Yeah I'd think so. KVH plays SF, he did for the Nets, did for the 76ers, and should for the reset of his career. Excellent rebounding SF.

-Petey


----------



## #colonel (Sep 9, 2003)

Yeah, Van Horn has got some offensive skills... People in Philly didn't boo him because he wasn't talented... They booed him cause they thought he could do so much more, but seemed disinterested... If this guy had any kind of competitive drive, he'd be an all-star (in the East)...


----------



## PetroToZoran (Jul 2, 2003)

Yeah, I'm really disappointed in KVH. When he was drafted by the Nets, he was my favorite player and it looked like he could become a Larry Bird type player. He never really lived up to it, but he still is a great player.
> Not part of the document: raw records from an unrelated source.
PR #7382, opened 2020-04-15
Add support for proto3 optional fields in C#

jskeet:
This is the generator part of the C# proto3 optional fields work.

Still to do:

- Reflection API changes
- Write unit tests against the (now generated) UnittestProto3Optional.cs


src/google/protobuf/compiler/csharp/csharp_generator.h
```diff
@@ -48,13 +48,16 @@ namespace csharp {
...
-      const string& parameter,
-      GeneratorContext* generator_context,
-      string* error) const;
+  CSharpGenerator();
+  ~CSharpGenerator();
+  bool Generate(
+    const FileDescriptor* file,
+    const string& parameter,
+    GeneratorContext* generator_context,
+    string* error) const;
```
haberman, line 59: Add `override` here too.

src/google/protobuf/descriptor.h
```diff
@@ -745,6 +745,9 @@ class PROTOBUF_EXPORT FieldDescriptor {
   // nullptr.
   const OneofDescriptor* containing_oneof() const;
 
+  // Is the field in a real one-of (as opposed to a synthetic oneof)?
+  bool is_in_real_oneof() const;
```
haberman, line 749: You should now be able to call `real_containing_oneof()` (this function may not have existed when you started this change). So `descriptor.h` shouldn't need to change.

src/google/protobuf/compiler/csharp/csharp_helpers.h
```diff
@@ -158,6 +158,34 @@ inline bool IsProto2(const FileDescriptor* descriptor) {
...
 }
 
+inline bool SupportsPresenceApi(const FieldDescriptor* descriptor) {
+  // Not quite the same as descriptor->is_singular_with_presence() in two ways:
+  
+  // In proto3 we add field presence only for explicitly-optional fields. Message fields
+  // don't get field presence by default, because the user can just compare with a null reference.
+  
+  // We generate Has/Clear for oneof fields in C#.
+  // It's possible that we shouldn't, but stopping doing so would be a breaking change for proto2.
```
haberman, line 168: I think it's good to have has (at least) for oneof fields. I'm going to propose that we do this across the board.

src/google/protobuf/compiler/csharp/csharp_helpers.h
```diff
@@ -158,6 +158,34 @@ inline bool IsProto2(const FileDescriptor* descriptor) {
...
+  // Fortunately the decision is moot for proto3: you can't use "optional" inside a oneof anyway.
+
+  if (IsProto2(descriptor->file())) {
+    // Proto2: every singular field has presence. (Even fields in oneofs.)
+    return !descriptor->is_repeated();
+  } else {
+    // Proto3: only for explictly-optional fields. (Repeated fields can never be explicitly optional,
+    // so we don't need to check for that.)
+    // Currently we can't get at proto3_optional directly, but we can use has_optional_keyword as a surrogate check.    
+    return descriptor->has_optional_keyword();
```
haberman, line 178: Ideally I think we should avoid changing the API based on whether the `optional` keyword is present. Is there a reason that message fields without `optional` shouldn't have `has` and `clear` methods?

src/google/protobuf/compiler/csharp/csharp_message.cc
```diff
@@ -489,8 +500,12 @@ void MessageGenerator::GenerateFrameworkMethods(io::Printer* printer) {
         generator->WriteHash(printer);
     }
     for (int i = 0; i < descriptor_->oneof_decl_count(); i++) {
-        printer->Print("hash ^= (int) $name$Case_;\n",
-            "name", UnderscoresToCamelCase(descriptor_->oneof_decl(i)->name(), false));
+      // Skip synthetic oneofs (optional proto3 fields)
```
haberman, line 503: You can now iterate up to `descriptor_->real_oneof_decl_count()`, to avoid the need for a test inside the loop. Ditto for other places in the code that are iterating over oneofs.

src/google/protobuf/descriptor.h
jskeet: Great - very happy to revert this :)

src/google/protobuf/compiler/csharp/csharp_generator.h
jskeet: Done.

src/google/protobuf/compiler/csharp/csharp_helpers.h
jskeet: I would like to keep this initial PR as *just* introducing optional fields for proto3 - deliberately not changing any other code, beyond the previously-inefficient presence bit allocation (which would be more significant in proto3 than in proto2). I'm happy to discuss other API changes and make those in a separate PR, but I'll be a lot more confident in *this* PR if existing proto3 code doesn't change at all.

src/google/protobuf/compiler/csharp/csharp_helpers.h
jskeet: Yes - it's introducing extra members for no reason. In C# clearing a message field is as simple as saying `foo.SomeField = null;` and likewise checking for presence is either `foo.SomeField != null` or `foo.SomeField is object`. Those are the idiomatic ways of checking for presence - why make the API surface significantly bigger for no benefit?

As above, I'm happy to discuss this more, but would like to make any change in a future PR.

src/google/protobuf/compiler/csharp/csharp_message.cc
jskeet: Aha - that'll make things *much* simpler, thanks. (Not yet implemented, but will do so before I next push the change, so I'll resolve now.)

jskeet:
Changes now back in - it was nice to remove the first commit and the frequent "is_synthetic" checks.

(It looks like some of the rest of the code could be tidied up by using real_containing_oneof and real_oneof_decl_count too, but I haven't tried to do that here.)

src/google/protobuf/compiler/csharp/csharp_helpers.h
haberman: How is this different from proto3 optional? Is this CL returning a default instance instead of `null` for unset proto3 optional fields?

Most languages will not have any API change when you add/remove the `optional` keyword for a message field. So I am worried that people will make this change in `.proto` files assuming that it is both API and wire compatible. It would be unfortunate if this could inadvertently break C# users by changing the API.

src/google/protobuf/compiler/csharp/csharp_helpers.h
haberman: That's totally fine, I just wanted to free you (and this comment) from the feeling of obligation that you "should" be suppressing has/clear for oneof fields.

When I said "I'm going to propose" I meant I was going to make this proposal separately, as a statement of intent for what all languages should aim for. I'm not proposing it for this review. :)

src/google/protobuf/compiler/csharp/csharp_helpers.h
```diff
@@ -158,6 +158,34 @@ inline bool IsProto2(const FileDescriptor* descriptor) {
   return descriptor->syntax() == FileDescriptor::SYNTAX_PROTO2;
 }
 
+inline bool SupportsPresenceApi(const FieldDescriptor* descriptor) {
+  // Not quite the same as descriptor->is_singular_with_presence() in two ways:
+  
+  // In proto3 we add field presence only for explicitly-optional fields. Message fields
+  // don't get field presence by default, because the user can just compare with a null reference.
```
haberman, line 165: If it's not too much trouble, it would be helpful to keep the CL (and the C# code generator generally) to 80 chars to match Google C++ style: https://google.github.io/styleguide/cppguide.html#Line_Length

Otherwise we'll have to reformat it later to pass google3 ClangTidy checks, etc.

src/google/protobuf/compiler/csharp/csharp_message.cc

All the luck to him in New York.


----------



## Rashidi (Oct 2, 2003)

When he was drafted by the Nets, he was a PF. He didn't become a SF until Kenyon Martin came along. KVH was good for 20/8 until he became a SF, although I think more of it might be because he lost so many shots. With Marbury he was the 2nd option. When Kidd came along, the top three scorers averaged a little under 15 ppg - Martin, Van Horn, and Kidd. Obviously these players scored less because they got the ball less. With KVH and MacCulloch gone for relatively nothing in return, Martin, Kidd, and Jefferson's scoring rose out of a necessity to replace KVH and Todd-Mac.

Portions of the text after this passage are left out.